_About this exercise_: Report all lines in the records that hold the string "needed".

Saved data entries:
PR #3132, opened 2025-08-07
Remove Component docs for POS, update Cart API addLineItem signature

NathanJolly:
### Background

This takes care of some necessary edits to get docs building for POS again. In short, I deleted all of the component docs (as they aren't valid for remote-dom anyway) and edited the build-docs script to stop mentioning unstable. We had also missed edits to the TargetLinks object, which I've included here, too.

The actual content change here is to update the CartApi's addLineItem signature to return a Promise<string | undefined>.

### 🎩

- I committed the generated docs to https://github.com/Shopify/shopify-dev/tree/pos-ui-extensions/2025-10-rc, so you can run this locally by checking out that branch, doing `dev up`, `dev s`, and then ctrl+t to access the server.

### Checklist


katriciab (approved):

awoodall:
Haven't been able to get this running locally, I keep getting errors on `shopify-dev` but the build script is working fine.

In `ui-extensions`
* `git checkout njo/update-addLineItem-sig`
* `yarn docs:point-of-sale 2025-10`
In `shopify-dev`
* `git checkout main`
* `dev up && dev s`

image

packages/ui-extensions/docs/surfaces/point-of-sale/staticPages/pages/versions.doc.ts
```diff
@@ -13,6 +13,21 @@ const data: LandingTemplateSchema = {
...
+      title: '2025.10',
+      sectionContent: `
+- Added in POS version: N/A
+- Release day: N/A
+
+### Important Fixes
+
+- **POS 10.10.0**:
+
+- Fixed an issue where the \`addLineItem\` function in the [Cart API](/docs/api/pos-ui-extensions/apis/cart-api#cartapi-propertydetail-addlineitem) would throw an error if the POS displayed an oversell guard modal. It will now return \`undefined\` if the user dismisses the oversell guard modal without adding anything.
```
henryStelle, line 28: This change in behaviour isn't scoped to only 2025-10, won't it also apply to all currently stable API versions?

NathanJolly: Yes, I'm actually considering it more of a patch than a breaking change, since the behavior before was to throw when an error was not really happening. We don't have a good way to document changes that backfill old versions, and the precedent is set in this file for the format I chose here.

henryStelle: But, in the previous behaviour, we never returned `undefined` - the result was always a `string` or thrown exception. With this change, an undefined might be returned to 3P code that is always expecting a string if no error is thrown and calling string methods like `result.length` will then throw a type error. It might be safer to throw a new error instead of returning undefined if you want this to behave more like a patch.

NathanJolly: Hmm, I'm inclined to agree, much as throwing an error makes no semantic sense whatsoever (no error happened, why is this function throwing)

Also reminder that the whole point of this PR is that partners were not expecting this function to throw at all, as the documentation does not suggest it does. Probably a good idea to take a pass at the docs and actually mark functions that can even throw in the first place.

I'm leaning towards my original implementation of returning an empty string if nothing was added. What do you think?

NathanJolly: @katriciab For review! Tricky stuff.

katriciab: Ah yes good catch, the `result.length` argument in older versions a good point, and they'll likely do this to check if empty. I think we can go back to the original empty string. I think we can also document the empty string case for canceling adding a sold out item (good for partners expectations, and also ours).

katriciab: I still do think undefined a better return type for this case though, but not something we need to do without being able to provide a progressive migration path which is harder without stricter API versioning.

NathanJolly: I do agree that undefined or null would be better, but could break existing extensions, to Henry's point. A bit of trouble either way! I'll go back to just `string or emptystring, or throw` which I'll also document.

NathanJolly:
The lint errors are fixed here: https://github.com/Shopify/ui-extensions/pull/3133

awoodall (approved):

PR #3139, opened 2025-08-12
Update admin-ui-extension types for admin-ui-components 1.8.0

sam-b-rose:
### Background

Updates the type for Admin UI extensions for Admin UI Components `1.8.0`

### 🎩

1. _coming soon_

### Checklist

### DIFF
--- a/packages/ui-extensions/src/surfaces/admin/components/Menu.d.ts
+++ b/packages/ui-extensions/src/surfaces/admin/components/Menu.d.ts
@@ -6,32 +6,18 @@
 
 // eslint-disable-next-line @typescript-eslint/triple-slash-reference, spaced-comment
 /// <reference lib="DOM" />
-import type {ThumbnailProps$1, ComponentChild} from './shared.d.ts';
+import type {
+  MenuProps$1,
+  ComponentChild,
+  InteractionProps,
+} from './shared.d.ts';
 
-export interface ThumbnailProps
-  extends Required<Pick<ThumbnailProps$1, 'src' | 'alt' | 'size'>> {
-  size: Extract<
-    ThumbnailProps$1['size'],
-    'small-200' | 'small-100' | 'small' | 'base' | 'large' | 'large-100'
-  >;
-}
-
-export type CallbackEvent<T extends keyof HTMLElementTagNameMap> = Event & {
-  currentTarget: HTMLElementTagNameMap[T];
-};
-export type CallbackEventListener<T extends keyof HTMLElementTagNameMap> =
-  | (EventListener & {
-      (event: CallbackEvent<T>): void;
-    })
-  | null;
-/** Used when an element does not have children. */
-export interface PreactBaseElementProps<TClass extends HTMLElement> {
-  /** Assigns a unique key to this element. */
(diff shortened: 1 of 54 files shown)


packages/ui-extensions/src/surfaces/admin/components/Menu.d.ts
```diff
@@ -0,0 +1,374 @@
...
+ * These symbols are used by components that implement overlay behavior
+ * (like Popover, Tooltip, etc.) to communicate with the overlay control system.
+ */
+declare const overlayCommand: unique symbol;
+declare const overlayHidden: unique symbol;
+declare const overlayActivator: unique symbol;
+
+declare class PreactOverlayElement extends PreactCustomElement {
+  constructor(renderImpl: RenderImpl);
+  [overlayHidden]: boolean;
```
sophschneider, line 95: I think we should make these symbols private so they don't affect the docs cc: @kyledurand 

Put up a PR here https://app.graphite.dev/github/pr/shop/world/136458/%5BPreactOverlayElement%5D-Make-symbols-private

kyledurand: Yeah 💯, thanks!

sophschneider: its merged if we wanna rebase and re-run the script!

packages/ui-extensions/src/surfaces/admin/components/Menu.d.ts
```diff
@@ -0,0 +1,133 @@
+/** VERSION: 1.8.0 **/
```
sam-b-rose, line 1: @kyledurand is you be so kind as to review the Menu types 🙏

packages/ui-extensions/src/surfaces/admin/components/Tooltip.d.ts
```diff
@@ -0,0 +1,130 @@
+/** VERSION: 1.8.0 **/
```
sam-b-rose, line 1: @sophschneider would you double-check tooltip types?

sophschneider: you might need to `gt sync` `admin-ui-foundations`, it looks like `[overlayHidden]: boolean;` isn't private still 🤔

kyledurand: Looks like it's [flagged as private where it needs to be](https://github.com/Shopify/ui-extensions/pull/3139/files#diff-4c0c209a565d1ae7b2ba318e6535d085dd682d66752404c6b332016f04e085afR94-R95). We can run the docs admin script and run dev locally to check in the morning

sam-b-rose: 🎩 the changes on shopify-dev locally and can verify the symbol properties are hidden for both Menu and Tooltip (no properties even exist on Tooltip)

sophschneider (approved):
Tooltip looks good!!

PR #3112, opened 2025-07-25
Add selling plan functionality to Cart API and line item types

Bruno125:
Resolves https://github.com/shop/issues-retail/issues/16077

### Background

Add functionality to Cart API and line item types to support Selling Plans on POS.

### Solution

Straightforward changes, as described in our [tech design doc](https://docs.google.com/document/d/1kLy0E9kzY52h_ll5K5DTpoBWr7o88QuaTOh8XyJ3Mzw/edit?tab=t.0#bookmark=id.pfnuj1sm7nxi).

### 🎩

None for now, will be ready for tophatting later when integrated to POS.

### Checklist

- [X] I have :tophat:'d these changes
- [X] I have updated relevant documentation

PR #3141, opened 2025-08-13
[POS]: export SellingPlan type and add extra fields

Bruno125:
Resolves https://github.com/shop/issues-retail/issues/16794

### Background

Follow up PR for: https://github.com/Shopify/ui-extensions/pull/3112, which was missing some fields / export

### Solution

Straightforward. Matches existing POS modals.

### 🎩

No extra tophat on this repo needed. Tested locally against POS, and it already connects nicely with ProductSearch API mappers.

### Checklist

### DIFF
--- a/.changeset/wicked-moons-lay.md
+++ b/.changeset/wicked-moons-lay.md
@@ -1,0 +1,5 @@
+---
+'@shopify/ui-extensions': patch
+---
+
+Expose additional selling plan-related fields in POS UI extensions models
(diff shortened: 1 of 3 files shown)


jiricrispeyn (approved):
LGTM. 

Was about to ask whether this should be on `ProductVariant` instead of `Product`, but compared this to the Admin GQL API which is similar to your PR. 👌 

The only field on `ProductVariant` related to selling plans is this one: https://shopify.dev/docs/api/storefront/latest/connections/SellingPlanAllocationConnection, but not sure if that is needed on the POS UI Extension types.

Bruno125:
@jiricrispeyn indeed. Additionally, `requiresSellingPlan` and `hasSellingPlans` are the only fields we have available both through local and remote search, so I would rather just keep the exposed fields limited to those two.

PR #3134, opened 2025-08-08
Added navigation to POS pages and canNavigate function to Navigation API

thunderfern:
### Background

Resolves https://github.com/shop/issues-retail/issues/1810 and https://github.com/shop/issues-retail/issues/8397. This PR is made together with [this PR](https://github.com/Shopify/pos-next-react-native/pull/64876).

### Solution

We have decided to overload the `navigate` function with our new `navigate` function. This works with the implementation seen in the `pos-next-react-native` repo in the PR linked above. (Two declarations but one implementation). We have also added a `canNavigate` function to allow partners to check if the user has permissions to access the resource and adjust their flows accordingly.

Note: Documentation and e2e tests will be updated in later PRs, referencing [this issue](https://github.com/shop/issues-retail/issues/2018) and [this issue](https://github.com/shop/issues-retail/issues/2015).

### 🎩

- Please check [this PR](https://github.com/Shopify/pos-next-react-native/pull/64876) for tophatting instructions.

### Checklist

- [x] I have :tophat:'d these changes
- [x] I have updated relevant documentation

PR #3146, opened 2025-08-14
Changed the return value of the canNavigate function to a Promise

thunderfern:
### Background

This PR is an update on [this PR](https://github.com/Shopify/ui-extensions/pull/3134).

### Solution

We need to change the update the value of the canNavigate function since we will be throwing an error if the API version is lower than 2025-10 in the function.

### 🎩

- Same thing as [this PR](https://github.com/Shopify/ui-extensions/pull/3134).

### Checklist

### DIFF
--- a/packages/ui-extensions/src/surfaces/point-of-sale/api/navigation-api/navigation-api.ts
+++ b/packages/ui-extensions/src/surfaces/point-of-sale/api/navigation-api/navigation-api.ts
@@ -31,9 +31,9 @@ export interface NavigationApiContent {
 
   /** Checks if the user has permission to navigate to the specified screen.
    * @param uri the uri to check if the user has permission to navigate to.
-   * @returns false if the uri is a valid uri to navigate to a POS screen and the user does not have permission to navigate to the specified screen, true otherwise.
+   * @returns false if the uri is a valid uri to navigate to a POS screen and the user does not have permission to navigate to the specified screen, true otherwise. The promise rejects if the user is not on the correct API version of POS extensions.
    */
-  canNavigate(uri: string | URL): boolean;
+  canNavigate(uri: string | URL): Promise<boolean>;
 }
 
 /**
--- a/.changeset/odd-walls-brake.md
+++ b/.changeset/odd-walls-brake.md
@@ -1,0 +1,5 @@
+---
+'@shopify/ui-extensions': minor
+---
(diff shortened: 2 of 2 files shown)


thunderfern:
* **#3146** <a href="https://app.graphite.dev/github/pr/Shopify/ui-extensions/3146?utm_source=stack-comment-icon" target="_blank">Graphite</a> 👈 <a href="https://app.graphite.dev/github/pr/Shopify/ui-extensions/3146?utm_source=stack-comment-view-in-graphite" target="_blank">(View in Graphite)</a>
* `2025-10-rc`


<h2></h2>

katriciab (approved):

packages/ui-extensions/src/surfaces/point-of-sale/api/navigation-api/navigation-api.ts
```diff
@@ -31,9 +31,9 @@ export interface NavigationApiContent {
```
henryStelle, line 31: <p class='graphite__hidden'><i>[Re: line +7]</i></p>
All APIs are asynchronous, even if the POS implementation is synchronous as the extensibility system automatically forces them to be async due to the time is takes for the messages to cross the RPC layer. I know we have several APIs with sync signatures, but I _think_ that was an oversight. Is there any harm with converting these to async as well in 2025-10?
<p class='graphite__hidden'>See this comment inline on <a href="https://app.graphite.dev/github/pr/Shopify/ui-extensions/3146?utm_source=unchanged-line-comment">Graphite</a>.</p>

katriciab: > I know we have several APIs with sync signatures, but I think that was an oversight.

Yeah I agree, and I did think it was odd that all APIs were not async cause they were always printing as promises. Also if the api wants to throw an error and be able to catch on the extension side by doing the following code snippet I think I remember seeing that they had to have Promise<something> :
```
try {
   await api.yourApi()
} catch (error) {
   ... only will go here if you have the await
}
```

> Is there any harm with converting these to async as well in 2025-10?

I think the harm is if we were removing Promise / returning result, cause then older extensions might have `const result = await api.yourApi()` code which they don't need to await for result anymore. But navigate returns void/no result, we should be good.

_Answer space_:
No extra tophat on this repo needed. Tested locally against POS, and it already connects nicely with ProductSearch API mappers.
The only field on `ProductVariant` related to selling plans is this one: https://shopify.dev/docs/api/storefront/latest/connections/SellingPlanAllocationConnection, but not sure if that is needed on the POS UI Extension types.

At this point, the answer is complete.